------ RECORDS TO USE ------
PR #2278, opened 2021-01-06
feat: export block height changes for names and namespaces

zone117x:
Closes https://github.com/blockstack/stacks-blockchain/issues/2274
------
------ RECORDS TO USE ------
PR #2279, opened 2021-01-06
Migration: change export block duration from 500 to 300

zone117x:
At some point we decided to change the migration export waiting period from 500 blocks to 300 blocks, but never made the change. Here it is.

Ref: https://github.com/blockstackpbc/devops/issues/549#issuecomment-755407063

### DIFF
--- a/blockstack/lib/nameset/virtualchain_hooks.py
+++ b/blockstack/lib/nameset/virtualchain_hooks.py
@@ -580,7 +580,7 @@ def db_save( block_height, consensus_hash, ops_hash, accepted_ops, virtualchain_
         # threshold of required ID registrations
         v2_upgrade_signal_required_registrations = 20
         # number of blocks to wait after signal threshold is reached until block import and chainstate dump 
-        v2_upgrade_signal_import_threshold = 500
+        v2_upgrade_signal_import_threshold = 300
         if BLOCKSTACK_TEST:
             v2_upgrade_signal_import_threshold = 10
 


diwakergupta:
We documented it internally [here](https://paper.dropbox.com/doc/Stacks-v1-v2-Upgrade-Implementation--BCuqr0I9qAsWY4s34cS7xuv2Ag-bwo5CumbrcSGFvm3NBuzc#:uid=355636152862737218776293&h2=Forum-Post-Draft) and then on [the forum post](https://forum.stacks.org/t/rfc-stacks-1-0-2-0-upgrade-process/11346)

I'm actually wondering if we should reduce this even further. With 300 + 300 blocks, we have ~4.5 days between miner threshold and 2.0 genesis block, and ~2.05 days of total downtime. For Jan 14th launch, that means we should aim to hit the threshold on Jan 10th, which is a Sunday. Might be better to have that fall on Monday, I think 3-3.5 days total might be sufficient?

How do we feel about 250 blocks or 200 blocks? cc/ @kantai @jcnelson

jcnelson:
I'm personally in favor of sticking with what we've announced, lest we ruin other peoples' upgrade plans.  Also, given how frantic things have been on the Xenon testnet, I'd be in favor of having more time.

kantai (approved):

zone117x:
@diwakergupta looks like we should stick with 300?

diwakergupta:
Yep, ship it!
------
------ RECORDS TO USE ------
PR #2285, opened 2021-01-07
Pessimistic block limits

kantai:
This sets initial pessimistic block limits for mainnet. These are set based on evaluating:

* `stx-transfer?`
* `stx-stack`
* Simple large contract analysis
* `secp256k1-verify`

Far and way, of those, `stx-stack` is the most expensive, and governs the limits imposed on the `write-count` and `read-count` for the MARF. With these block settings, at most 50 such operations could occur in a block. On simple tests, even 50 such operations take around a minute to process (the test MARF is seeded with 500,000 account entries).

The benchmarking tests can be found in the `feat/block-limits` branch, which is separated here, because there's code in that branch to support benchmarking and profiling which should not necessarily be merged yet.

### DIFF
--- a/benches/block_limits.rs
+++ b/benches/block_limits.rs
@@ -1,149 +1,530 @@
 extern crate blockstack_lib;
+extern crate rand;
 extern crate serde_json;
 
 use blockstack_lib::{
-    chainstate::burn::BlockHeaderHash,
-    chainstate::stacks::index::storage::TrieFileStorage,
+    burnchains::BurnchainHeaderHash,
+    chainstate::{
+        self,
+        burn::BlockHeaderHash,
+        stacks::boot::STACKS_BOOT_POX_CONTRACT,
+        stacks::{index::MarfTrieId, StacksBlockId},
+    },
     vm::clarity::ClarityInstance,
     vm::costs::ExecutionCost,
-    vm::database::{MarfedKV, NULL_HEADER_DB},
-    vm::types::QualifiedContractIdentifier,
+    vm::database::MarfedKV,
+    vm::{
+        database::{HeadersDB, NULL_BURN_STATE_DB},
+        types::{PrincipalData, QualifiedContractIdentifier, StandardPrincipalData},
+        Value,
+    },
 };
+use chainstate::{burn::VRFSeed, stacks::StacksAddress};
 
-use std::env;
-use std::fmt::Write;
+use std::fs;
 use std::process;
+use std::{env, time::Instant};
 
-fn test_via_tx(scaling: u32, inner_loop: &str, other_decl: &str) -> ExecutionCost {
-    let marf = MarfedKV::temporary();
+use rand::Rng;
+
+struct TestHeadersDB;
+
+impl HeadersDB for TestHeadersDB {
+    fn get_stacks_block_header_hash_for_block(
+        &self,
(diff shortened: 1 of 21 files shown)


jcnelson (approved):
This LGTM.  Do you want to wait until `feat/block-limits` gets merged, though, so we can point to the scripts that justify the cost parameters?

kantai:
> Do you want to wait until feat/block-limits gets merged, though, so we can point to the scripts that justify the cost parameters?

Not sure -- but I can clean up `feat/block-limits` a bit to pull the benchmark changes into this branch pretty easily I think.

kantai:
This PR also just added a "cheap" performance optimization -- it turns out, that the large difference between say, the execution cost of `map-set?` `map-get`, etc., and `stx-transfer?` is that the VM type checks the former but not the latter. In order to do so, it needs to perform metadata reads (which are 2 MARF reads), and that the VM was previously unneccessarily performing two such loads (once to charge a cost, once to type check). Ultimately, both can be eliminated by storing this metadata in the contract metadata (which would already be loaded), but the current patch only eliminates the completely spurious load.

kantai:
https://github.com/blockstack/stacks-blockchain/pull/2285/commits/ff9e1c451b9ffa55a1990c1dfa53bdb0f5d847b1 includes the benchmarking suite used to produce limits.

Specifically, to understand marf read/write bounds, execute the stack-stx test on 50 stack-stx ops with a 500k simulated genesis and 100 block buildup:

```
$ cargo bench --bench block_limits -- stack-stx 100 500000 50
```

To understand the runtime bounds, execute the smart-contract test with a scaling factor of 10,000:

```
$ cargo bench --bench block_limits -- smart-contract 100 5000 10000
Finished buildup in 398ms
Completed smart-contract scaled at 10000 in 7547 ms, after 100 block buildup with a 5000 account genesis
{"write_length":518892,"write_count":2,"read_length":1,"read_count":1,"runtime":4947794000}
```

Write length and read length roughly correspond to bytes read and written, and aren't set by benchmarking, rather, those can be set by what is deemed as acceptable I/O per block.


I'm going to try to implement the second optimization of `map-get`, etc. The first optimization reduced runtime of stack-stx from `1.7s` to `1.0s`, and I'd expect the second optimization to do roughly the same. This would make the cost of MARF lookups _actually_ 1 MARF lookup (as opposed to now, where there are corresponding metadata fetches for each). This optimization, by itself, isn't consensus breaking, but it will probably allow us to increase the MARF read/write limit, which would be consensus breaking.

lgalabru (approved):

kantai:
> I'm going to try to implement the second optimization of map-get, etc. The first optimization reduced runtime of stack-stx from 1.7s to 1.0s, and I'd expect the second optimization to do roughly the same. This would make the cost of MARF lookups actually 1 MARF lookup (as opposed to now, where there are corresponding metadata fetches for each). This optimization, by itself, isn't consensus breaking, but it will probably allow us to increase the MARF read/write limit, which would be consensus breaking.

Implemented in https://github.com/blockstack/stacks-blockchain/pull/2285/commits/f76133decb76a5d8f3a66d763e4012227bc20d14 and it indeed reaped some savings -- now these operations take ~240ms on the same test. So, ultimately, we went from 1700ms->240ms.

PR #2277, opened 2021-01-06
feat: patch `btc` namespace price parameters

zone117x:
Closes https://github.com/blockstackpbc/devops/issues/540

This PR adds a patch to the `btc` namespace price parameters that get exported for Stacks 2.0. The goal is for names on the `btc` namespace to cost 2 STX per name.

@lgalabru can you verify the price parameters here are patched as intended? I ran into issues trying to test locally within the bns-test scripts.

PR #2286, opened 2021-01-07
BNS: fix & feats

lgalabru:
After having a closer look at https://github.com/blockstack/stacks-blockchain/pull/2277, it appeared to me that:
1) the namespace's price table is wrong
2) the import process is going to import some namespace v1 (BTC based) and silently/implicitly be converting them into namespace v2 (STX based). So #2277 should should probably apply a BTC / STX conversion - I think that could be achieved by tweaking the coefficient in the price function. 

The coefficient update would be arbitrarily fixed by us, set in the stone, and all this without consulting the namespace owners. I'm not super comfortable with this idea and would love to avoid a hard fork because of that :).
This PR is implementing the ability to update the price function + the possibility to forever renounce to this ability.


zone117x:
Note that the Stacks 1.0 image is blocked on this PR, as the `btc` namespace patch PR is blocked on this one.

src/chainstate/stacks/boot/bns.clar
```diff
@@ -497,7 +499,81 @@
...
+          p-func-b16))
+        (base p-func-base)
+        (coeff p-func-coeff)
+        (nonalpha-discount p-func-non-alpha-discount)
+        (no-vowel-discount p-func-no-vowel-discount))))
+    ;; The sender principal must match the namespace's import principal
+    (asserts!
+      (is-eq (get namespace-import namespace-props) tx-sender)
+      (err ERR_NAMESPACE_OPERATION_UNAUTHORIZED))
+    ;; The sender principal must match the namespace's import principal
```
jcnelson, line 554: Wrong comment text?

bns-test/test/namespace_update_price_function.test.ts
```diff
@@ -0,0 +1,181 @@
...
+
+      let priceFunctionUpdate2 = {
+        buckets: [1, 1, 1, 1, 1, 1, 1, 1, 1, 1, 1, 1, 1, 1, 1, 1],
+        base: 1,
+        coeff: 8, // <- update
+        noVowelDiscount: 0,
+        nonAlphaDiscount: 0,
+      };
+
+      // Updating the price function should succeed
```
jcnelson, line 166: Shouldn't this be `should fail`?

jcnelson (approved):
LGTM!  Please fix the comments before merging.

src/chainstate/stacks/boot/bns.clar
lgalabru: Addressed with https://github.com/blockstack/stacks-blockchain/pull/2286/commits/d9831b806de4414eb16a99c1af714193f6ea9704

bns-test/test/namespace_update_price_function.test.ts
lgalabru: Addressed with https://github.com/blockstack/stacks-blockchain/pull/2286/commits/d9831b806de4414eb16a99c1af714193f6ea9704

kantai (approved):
------
WORK TO COMPLETE:
Among the lines above, which contain the word "buildup"? Copy every one.

TASK RESPONSE:
Specifically, to understand marf read/write bounds, execute the stack-stx test on 50 stack-stx ops with a 500k simulated genesis and 100 block buildup:
Finished buildup in 398ms
Completed smart-contract scaled at 10000 in 7547 ms, after 100 block buildup with a 5000 account genesis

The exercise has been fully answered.